The problem:
Please show every line in the entries below that includes the word "next".

Data:

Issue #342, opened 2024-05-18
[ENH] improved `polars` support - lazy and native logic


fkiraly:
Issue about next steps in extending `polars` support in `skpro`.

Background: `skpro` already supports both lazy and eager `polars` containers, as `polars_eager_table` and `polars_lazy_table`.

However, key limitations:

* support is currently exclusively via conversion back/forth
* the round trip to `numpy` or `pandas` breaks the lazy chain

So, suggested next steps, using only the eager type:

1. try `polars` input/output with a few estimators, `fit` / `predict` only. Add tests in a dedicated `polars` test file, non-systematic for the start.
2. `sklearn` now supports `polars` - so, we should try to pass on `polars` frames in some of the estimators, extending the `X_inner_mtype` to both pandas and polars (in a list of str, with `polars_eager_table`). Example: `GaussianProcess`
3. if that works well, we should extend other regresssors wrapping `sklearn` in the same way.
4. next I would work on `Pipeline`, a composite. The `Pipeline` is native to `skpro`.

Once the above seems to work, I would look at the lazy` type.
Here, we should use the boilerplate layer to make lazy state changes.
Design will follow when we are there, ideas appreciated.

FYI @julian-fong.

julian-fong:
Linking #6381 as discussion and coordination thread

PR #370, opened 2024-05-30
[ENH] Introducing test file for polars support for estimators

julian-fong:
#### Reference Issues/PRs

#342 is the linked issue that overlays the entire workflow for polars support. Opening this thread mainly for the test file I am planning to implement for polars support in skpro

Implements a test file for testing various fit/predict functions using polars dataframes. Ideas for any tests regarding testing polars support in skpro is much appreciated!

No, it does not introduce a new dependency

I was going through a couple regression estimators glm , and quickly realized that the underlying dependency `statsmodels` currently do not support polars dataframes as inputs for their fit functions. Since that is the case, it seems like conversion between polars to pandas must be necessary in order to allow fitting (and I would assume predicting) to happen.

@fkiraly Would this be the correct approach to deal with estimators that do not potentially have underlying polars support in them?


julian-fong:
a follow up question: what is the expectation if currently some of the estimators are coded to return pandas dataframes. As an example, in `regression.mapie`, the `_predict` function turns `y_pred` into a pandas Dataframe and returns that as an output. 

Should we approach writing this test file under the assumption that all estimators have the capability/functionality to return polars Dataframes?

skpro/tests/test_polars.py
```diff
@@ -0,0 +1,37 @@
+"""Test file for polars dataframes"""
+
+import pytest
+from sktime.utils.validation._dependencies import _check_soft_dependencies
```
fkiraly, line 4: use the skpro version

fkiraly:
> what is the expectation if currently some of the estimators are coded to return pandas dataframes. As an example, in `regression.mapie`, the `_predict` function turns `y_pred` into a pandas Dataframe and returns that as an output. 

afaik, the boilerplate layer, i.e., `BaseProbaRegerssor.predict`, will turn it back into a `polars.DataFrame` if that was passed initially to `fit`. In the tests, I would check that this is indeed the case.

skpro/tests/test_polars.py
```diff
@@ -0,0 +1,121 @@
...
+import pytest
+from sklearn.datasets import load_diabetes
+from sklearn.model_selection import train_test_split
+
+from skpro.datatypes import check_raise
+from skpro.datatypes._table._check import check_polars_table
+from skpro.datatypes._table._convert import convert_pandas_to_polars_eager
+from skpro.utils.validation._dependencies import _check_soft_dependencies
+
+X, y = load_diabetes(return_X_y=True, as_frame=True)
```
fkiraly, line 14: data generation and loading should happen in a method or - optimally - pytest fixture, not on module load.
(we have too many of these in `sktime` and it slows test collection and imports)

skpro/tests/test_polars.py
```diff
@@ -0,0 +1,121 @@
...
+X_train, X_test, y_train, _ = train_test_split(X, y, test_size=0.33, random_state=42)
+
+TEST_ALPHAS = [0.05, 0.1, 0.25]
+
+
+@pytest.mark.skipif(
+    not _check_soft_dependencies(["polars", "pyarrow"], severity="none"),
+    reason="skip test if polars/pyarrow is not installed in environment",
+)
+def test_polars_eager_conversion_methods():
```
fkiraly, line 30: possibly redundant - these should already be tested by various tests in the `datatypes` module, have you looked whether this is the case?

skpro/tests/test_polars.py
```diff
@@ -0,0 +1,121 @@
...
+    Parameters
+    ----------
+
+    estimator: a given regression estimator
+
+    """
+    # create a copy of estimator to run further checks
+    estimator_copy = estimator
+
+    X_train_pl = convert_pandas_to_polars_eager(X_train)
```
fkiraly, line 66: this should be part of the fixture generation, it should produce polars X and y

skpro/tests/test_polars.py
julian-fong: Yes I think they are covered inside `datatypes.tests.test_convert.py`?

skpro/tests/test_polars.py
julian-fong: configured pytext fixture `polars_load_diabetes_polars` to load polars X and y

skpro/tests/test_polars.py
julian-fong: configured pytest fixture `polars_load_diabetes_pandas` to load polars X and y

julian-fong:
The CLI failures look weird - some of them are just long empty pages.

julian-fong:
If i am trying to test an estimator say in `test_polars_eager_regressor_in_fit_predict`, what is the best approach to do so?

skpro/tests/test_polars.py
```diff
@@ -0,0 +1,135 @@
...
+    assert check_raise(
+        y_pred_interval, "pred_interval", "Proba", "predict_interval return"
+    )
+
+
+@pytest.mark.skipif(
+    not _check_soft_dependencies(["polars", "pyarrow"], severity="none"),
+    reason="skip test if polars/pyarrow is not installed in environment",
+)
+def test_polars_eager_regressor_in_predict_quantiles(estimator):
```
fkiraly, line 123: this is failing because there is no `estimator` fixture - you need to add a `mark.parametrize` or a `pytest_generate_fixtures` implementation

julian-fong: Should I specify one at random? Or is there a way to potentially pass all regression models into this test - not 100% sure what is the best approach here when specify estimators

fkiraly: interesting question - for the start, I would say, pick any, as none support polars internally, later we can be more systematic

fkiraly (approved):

...

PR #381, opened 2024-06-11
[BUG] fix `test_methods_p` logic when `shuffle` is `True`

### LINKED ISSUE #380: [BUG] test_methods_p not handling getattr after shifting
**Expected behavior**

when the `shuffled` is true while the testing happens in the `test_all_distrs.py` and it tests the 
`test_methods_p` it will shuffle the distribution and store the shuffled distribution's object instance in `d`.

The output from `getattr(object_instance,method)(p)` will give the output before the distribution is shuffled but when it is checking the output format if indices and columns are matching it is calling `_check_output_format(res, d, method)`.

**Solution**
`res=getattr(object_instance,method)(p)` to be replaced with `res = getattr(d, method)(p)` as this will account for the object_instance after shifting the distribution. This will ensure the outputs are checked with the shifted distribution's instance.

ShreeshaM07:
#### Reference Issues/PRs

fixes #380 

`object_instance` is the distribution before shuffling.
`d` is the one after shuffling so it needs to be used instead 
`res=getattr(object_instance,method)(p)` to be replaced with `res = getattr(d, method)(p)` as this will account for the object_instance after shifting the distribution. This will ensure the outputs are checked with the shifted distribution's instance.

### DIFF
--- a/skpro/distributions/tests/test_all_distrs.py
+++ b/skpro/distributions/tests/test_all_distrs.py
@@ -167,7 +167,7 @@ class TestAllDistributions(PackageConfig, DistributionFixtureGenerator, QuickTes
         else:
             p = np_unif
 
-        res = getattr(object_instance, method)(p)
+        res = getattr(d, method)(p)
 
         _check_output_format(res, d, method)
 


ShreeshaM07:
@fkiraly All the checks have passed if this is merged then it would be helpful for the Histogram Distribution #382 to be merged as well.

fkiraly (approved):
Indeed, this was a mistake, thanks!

Solution:
Issue about next steps in extending `polars` support in `skpro`.
So, suggested next steps, using only the eager type:
4. next I would work on `Pipeline`, a composite. The `Pipeline` is native to `skpro`.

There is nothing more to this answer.